Nonstationarity and Instability: When an agent plays itself, regularization against a base model or fictitious averaging is necessary to avoid policy collapse or runaway drift (Alami et al., 4 Apr 2024).
Scalability to Complex Domains: Extensions to multi-language, multi-tool, or unbounded dialog domains challenge current execution feedback estimation and necessitate further research in automated verification, compositional tool use, or richer simulated environments (Yang et al., 2023, Wang et al., 18 Dec 2024, Coca et al., 21 Aug 2025).
Autonomy and Open-Endedness: Self-evolving curricula risk diverging from human-aligned utility or correct semantics unless appropriately grounded by robust execution environments (Zhao et al., 6 May 2025).

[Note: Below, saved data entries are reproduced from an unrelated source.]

PR #678, opened 2020-08-08
List.map to List.Foldr refactoring

dillonkearns:
Hey @klazuka, here's a PR for the `List.map` -> `List.foldr` refactoring that @avh4 and I built in the live stream.

Here's a demo:

Screen Recording 2020-08-08 at 03 20 42 PM

A few notable features:

- If the foldr argument is multiline, it will do multiformatting formatting. Otherwise it will format on a single line.
- It preserves whitespace to ensure that the semantics of any `case` statements or `let` bindings are preserved (and so it feels smooth and doesn't reformat twice)
- If the new lambda argument names are in scope (`result` and `item`), it will add a number after the name until it's unique in that scope
- The refactoring doesn't present itself if there are 0 arguments passed in to `List.map`
- The refactoring works with 1 or 2 arguments (i.e. partially applied or not)

I considered doing something to do a live rename, like rename refactorings, but it seems unnecessary since you can rename it using that refactoring if you'd like to. Overall, it's feeling like a nice little win!

I'm open to any feedback you have on the functionality or the code. This one is a lot simpler than the other two I've taken on, so hopefully this one will be easier to wrap up.

### DIFF
--- a/src/main/kotlin/org/elm/ide/intentions/MapToFoldIntention.kt
+++ b/src/main/kotlin/org/elm/ide/intentions/MapToFoldIntention.kt
@@ -1,0 +1,41 @@
+package org.elm.ide.intentions
+
+import com.intellij.openapi.editor.Editor
+import com.intellij.openapi.project.Project
+import com.intellij.psi.PsiElement
+import com.intellij.psi.PsiFile
+import org.elm.lang.core.psi.ElmPsiFactory
+import org.elm.lang.core.psi.ancestors
+import org.elm.lang.core.psi.elements.ElmExposingList
+import org.elm.lang.core.psi.elements.ElmFunctionCallExpr
+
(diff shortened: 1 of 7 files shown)


klazuka:
Looks good. I tried it out on various examples, and it worked really well. Nice job.

dillonkearns:
Thanks for testing it out Keith! More to come. I'm making progress on the final touches of the pipeline refactoring right now.

klazuka:
FYI there is a big change (d37b8ed) on the master branch that touched a lot of files and changed the stub structure. This PR merged cleanly, but you should probably rebase the other ones. When running the IDE after rebasing, you may need to do `File -> Invalidate Caches... -> Invalidate and Exit', then run the IDE again (because the stub structure changed; normal installs via the plugin repository don't require this step because IntelliJ will automatically re-index).

PR #679, opened 2020-08-09
Cleanup MapToFoldIntention

klazuka:
@dillonkearns I went ahead and made your code more closely match our Kotlin style.

The multi-line, indented code-gen is definitely a pain. I really regret not doing the work to figure out how to integrate `elm-format` into IntelliJ's whitespace formatting system.


dillonkearns:
It's good to see the diff here, thanks for sharing 👍

I'm hoping that over time we'll build up some nice abstractions for dealing with formatting and refactoring. The unique name as a helper class here looks like a great step in that direction.

klazuka:
Yep. I think this `IndentedTextBuilder` can be useful more widely when generating code. I have a branch experimenting with extending it to the "introduce variable" refactoring (let/in extraction). It's still a bit awkward, but I think it's going to be an improvement over the old, ad-hoc way.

A plausible implication is that future research will focus on improving automated validation, leveraging more expressive intermediate feedback (e.g., runtime traces, semantic interpreters), and integrating multi-agent or adversarial feedback for robust, scalable, and safe autonomous agent learning.

7. Significance and Emerging Directions

Self-play with execution feedback represents a unifying paradigm for scalable, self-improving AI systems. By grounding learning in explicit, verifiable outcomes produced by the agent’s own actions or code, the method provides a robust foundation for curriculum generation, policy alignment, and autonomous skill acquisition. Its instantiations span from RL environment exploration (Sukhbaatar et al., 2017), LLM self-alignment and negotiation (Dong et al., 19 Jun 2024, Fu et al., 2023), tool learning (Qiao et al., 2023), code optimization (Peng et al., 18 Nov 2024, Yang et al., 2023), to unsupervised task proposal and solving (Zhao et al., 6 May 2025). The paradigm’s trajectory is shaped by advances in programmatic validation, multi-agent self-improvement, and cross-domain transfer, with execution feedback providing the central, objective learning signal underpinning robust autonomy.